## [Prompt]
An unaltered copy of the listing below is required.

## [Extracted records]
Issue #2124, opened 2025-10-27
Auto-discover entities based on attribute


Nayte91:
#### What
Automatically detect and register entity mappings by scanning for classes with the `#[Entity]` attribute when no explicit mappings are configured, eliminating the need for repetitive manual configuration.

#### Why
Currently, every entity mapping must be explicitly declared in `doctrine.yaml`:

```yaml
doctrine:
    orm:
        mappings:
            User:
                dir: '%kernel.project_dir%/src/User/Entity'
                prefix: 'App\User\Entity'
            Event:
                dir: '%kernel.project_dir%/src/Event/Entity'
                prefix: 'App\Event\Entity'
            # ... repeated for each domain
```
This becomes particularly tedious in DDD-structured projects with multiple bounded contexts, where entities are distributed across many domain folders. Going for a auto discover offers multiple benefits:
- Drastically reduces boilerplate configuration
- Aligns with "convention over configuration" philosophy
- Complements Symfony 7.3's auto-exclusion of entities from service container (PR [#59987](https://github.com/symfony/symfony/pull/59987))
- Complements Symfony 7.4's controllers auto-registering (PR [#61492](https://github.com/symfony/symfony/pull/61492))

## [Answer section]
Issue #2124, opened 2025-10-27
Auto-discover entities based on attribute


Nayte91:
#### What
Automatically detect and register entity mappings by scanning for classes with the `#[Entity]` attribute when no explicit mappings are configured, eliminating the need for repetitive manual configuration.

#### Why
Currently, every entity mapping must be explicitly declared in `doctrine.yaml`:

```yaml
doctrine:
    orm:
        mappings:
            User:
                dir: '%kernel.project_dir%/src/User/Entity'
                prefix: 'App\User\Entity'
            Event:
                dir: '%kernel.project_dir%/src/Event/Entity'
                prefix: 'App\Event\Entity'
            # ... repeated for each domain
```
This becomes particularly tedious in DDD-structured projects with multiple bounded contexts, where entities are distributed across many domain folders. Going for a auto discover offers multiple benefits:
- Drastically reduces boilerplate configuration
- Aligns with "convention over configuration" philosophy
- Complements Symfony 7.3's auto-exclusion of entities from service container (PR [#59987](https://github.com/symfony/symfony/pull/59987))
- Complements Symfony 7.4's controllers auto-registering (PR [#61492](https://github.com/symfony/symfony/pull/61492))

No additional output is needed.